Para configurar as sessões BGP peer:

  1. Configure as interfaces para os peers A, B, C e D.

  2. Dede o número do sistema autônomo (AS).

  3. Crie o grupo BGP e adicione os endereços externos do vizinho.

  4. Especifique o número do sistema autônomo (AS) do AS externo.

  5. Adicionar Peer D e definir o número AS no nível do vizinho individual.

    A configuração do vizinho sobrepõe a configuração do grupo. Portanto, embora seja definido para todos os outros vizinhos do grupo, está definido para o vizinho peer-as 22peer-as 79 10.21.7.2.

  6. De definir o tipo de peer para BGP externo (EBGP).

Resultados

A partir do modo de configuração, confirme sua configuração show interfaces inserindo os show protocols comandos , e . show routing-options Se a saída não apresentar a configuração pretendido, repetir as instruções neste exemplo para corrigir a configuração.

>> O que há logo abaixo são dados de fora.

PR #555, opened 2017-11-15
Broker should extract credentials from secret

### LINKED ISSUE #544: Proposal using a secret in the bind namespace for credentials
> # Feature:

Based on discussions here:
https://github.com/openshift/ansible-service-broker/pull/537
Creating follow up issue to allow discussion of using a secret in the temporary bind namespace to retrieve the credentials rather than the current approach: having the apb write them to a specific file and have the broker exec into the container in a background loop to check for their existence.

In the referenced issue, we discuss using the pod for the apb to add meta data about the last operation and then retrieving this information via a watch on the pod resource. This raised the question of whether we should use a similar paradigm for the credentials from a bind.

This needs a full proposal, but the basic premise would be to have the apb either create or update a secret with the credentials for the binding. The broker then, instead of exec'ing into the container, would set up a watch on secrets within the temporary namespace that the apb was being executed. It would use the contents of this secret in order to return the credentials to the service catalog.

### LINKED ISSUE #553: pkg/apb/unbind.go does not wait for APB to complete
# Bug

As it stands currently we don't execute APBs on unbind, however, if we were I think there is a potential issue where we could delete an APB sandbox before the APB has completed it's execution:

```
func Unbind(instance *ServiceInstance, parameters *Parameters, clusterConfig ClusterConfig, log *logging.Logger) error {
	log.Notice("                       UNBINDING                              ")
	log.Notice(fmt.Sprintf("ServiceInstance.ID: %s", instance.Spec.ID))
	log.Notice(fmt.Sprintf("ServiceInstance.Name: %v", instance.Spec.FQName))
	log.Notice(fmt.Sprintf("ServiceInstance.Image: %s", instance.Spec.Image))
	log.Notice(fmt.Sprintf("ServiceInstance.Description: %s", instance.Spec.Description))

	sm := NewServiceAccountManager(log)
	executionContext, err := ExecuteApb(
		"unbind", clusterConfig, instance.Spec,
		instance.Context, parameters, log,
	)
	defer sm.DestroyApbSandbox(executionContext, clusterConfig)

	if err != nil {
		log.Errorf("Problem executing apb [%s] unbind:", executionContext.PodName)
		return err
	}

	return nil
}
```

There is no logic in `ExecuteApb` to wait for complete and `DestroyApbSandbox` only checks if it is allowed to delete the namespace before doing so and a Pod that is `in progress` would fall through:

```
	if clusterConfig.KeepNamespaceOnError {
		if pod.Status.Phase == apicorev1.PodFailed || pod.Status.Phase == apicorev1.PodUnknown || getPodErr != nil {
			return false
		}
	}
```

djzager:
This change makes it so the broker can handle secrets that are created
by APBs when using the `asb_encode_binding` module.

- Update the broker so that it can handle secrets generated by the APB
  when `asb_encode_binding` module is used from the asb-modules.
- Update `executor::ExecuteApb` to wait for pod to complete, since the
  pod is no longer kept alive for credential extraction.
- Clean up some of the log messages and code format related to apb
  actions.

Fixes #544 
Fixes #553 
Implements the proposal #550 

Depends on the following PRs:
- [ansible-asb-modules#8](ansibleplaybookbundle/ansible-asb-modules#8) This is how the secret gets generated.
- [apb-base#7](ansibleplaybookbundle/apb-base#7) Remove scripts related to extracting credentials from the containers filesystem.
- [ansible-playbook-bundle#163](ansibleplaybookbundle/ansible-playbook-bundle#163) Bump the APB versions so freshly built APBs will pass version validation checks.

### DIFF
--- a/docs/proposals/prop-apb-gen-creds.md
+++ b/docs/proposals/prop-apb-gen-creds.md
@@ -23,20 +23,29 @@ successfully.
 
 ## Implementation Details
 
-- [ ] Update the [`asb_encode_binding`
-module](https://github.com/ansibleplaybookbundle/ansible-asb-modules/blob/master/library/asb_encode_binding.py)
-to create a kubernetes secret in the APB sandbox namespace.
-- [ ] Update
+- [x] Update the [`asb_encode_binding` module](https://github.com/ansibleplaybookbundle/ansible-asb-modules/blob/master/library/asb_encode_binding.py)
+  to create a kubernetes secret in the APB sandbox namespace.
+  [ansible-asb-modules#8](https://github.com/ansibleplaybookbundle/ansible-asb-modules/pull/8)
+- [x] Update
   [`apb-base`](https://github.com/ansibleplaybookbundle/apb-base/tree/master/files/usr/bin):
   we no longer need to run `bind-init` or `broker-bind-creds`.
-- [ ] Bump the APB version to `1.1`. This will prevent older broker's from grabbing
-  new APBs that it won't be able to handle and allow us to centrally locate our
-  backwards compatibility in the broker.
-- [ ] Update
+  [apb-base#7](https://github.com/ansibleplaybookbundle/apb-base/pull/7)
+- [x] Add `LABEL "com.redhat.apb.runtime"="2"` to apb-base since this is a
+  runtime change.
+  ~~Bump the APB version to `2.0`. This will prevent older broker's from grabbing~~
+  ~~new APBs that it won't be able to handle and allow us to centrally locate our~~
+  ~~backwards compatibility in the broker.~~
+  ~~[ansible-playbook-bundle#163](https://github.com/ansibleplaybookbundle/ansible-playbook-bundle/pull/163)~~
+- [x] Update broker to evaluate APB runtime versions, support min/max runtime
+  versions, and assume runtime version is `1` if label doesn't exist.
+- [x] Update
   [`pkg/apb/ext_creds.go
-  ExtractCredentials`](https://github.com/openshift/ansible-service-broker/blob/8dda3277/pkg/apb/ext_creds.go#L33):
-  If APB version is `1.0`, do it the way we are currently doing it.
-  If APB version is `1.1`, 1) watch pod and wait for it to complete 2) evaluate
-  success/failure of APB execution 3) read credentials from secret.
-- [ ] Bump [`MaxAPBVersion`](https://github.com/openshift/ansible-service-broker/blob/8dda3277/pkg/version/apbversion.go#L27)
-  to `1.1`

Caso você não configure o dispositivo, entre commit no modo de configuração.

Verificação

Confirmar se a configuração está funcionando corretamente.

Verificar os BGP vizinhos

Propósito

Verifique se BGP está em execução em interfaces configuradas e se a sessão de BGP está ativa para cada endereço do vizinho.

Ação

Do modo operacional, execute o show bgp neighbor comando.

Verificar grupos BGP

Propósito

Verificar se os grupos BGP estão configurados corretamente.

Ação

Do modo operacional, execute o show bgp group comando.

Verificar informações BGP resumo

Propósito

Verificar se a configuração BGP da rede está correta.

Ação

Do modo operacional, execute o show bgp summary comando.

Exemplo: Configuração de BGP externos em sistemas lógicos com interfaces IPv6

Este exemplo mostra como configurar sessões peer ponto a ponto (EBGP) de BGP externos em sistemas lógicos com interfaces IPv6.

Requisitos

Neste exemplo, nenhuma configuração especial além da inicialização do dispositivo é necessária.

Visão geral

O Junos OS aceita sessões de peer EBGP por meio de endereços IPv6. Uma sessão de peers IPv6 pode ser configurada quando um endereço IPv6 é especificado na neighbor declaração. Este exemplo usa EUI-64 para gerar endereços IPv6 que são aplicados automaticamente às interfaces. Um endereço EUI-64 é um endereço IPv6 que usa o formato IEEE EUI-64 para a porção do identificador de interface do endereço (os últimos 64 bits).

Nota:

Como alternativa, você pode configurar sessões de EBGP usando endereços IPv6 atribuídos manualmente.

Se você usar endereços locais de enlace de 128 bits para as interfaces, inclua a local-interface declaração. Essa declaração é válida apenas para endereços locais de enlace IPv6 de 128 bits e é obrigatório para configurar uma sessão de peer local de enlace IPv6 EBGP.

Configurar peering de EBGP usando endereços locais de enlace só é aplicável para interfaces conectadas diretamente. Não há suporte para peering multihop.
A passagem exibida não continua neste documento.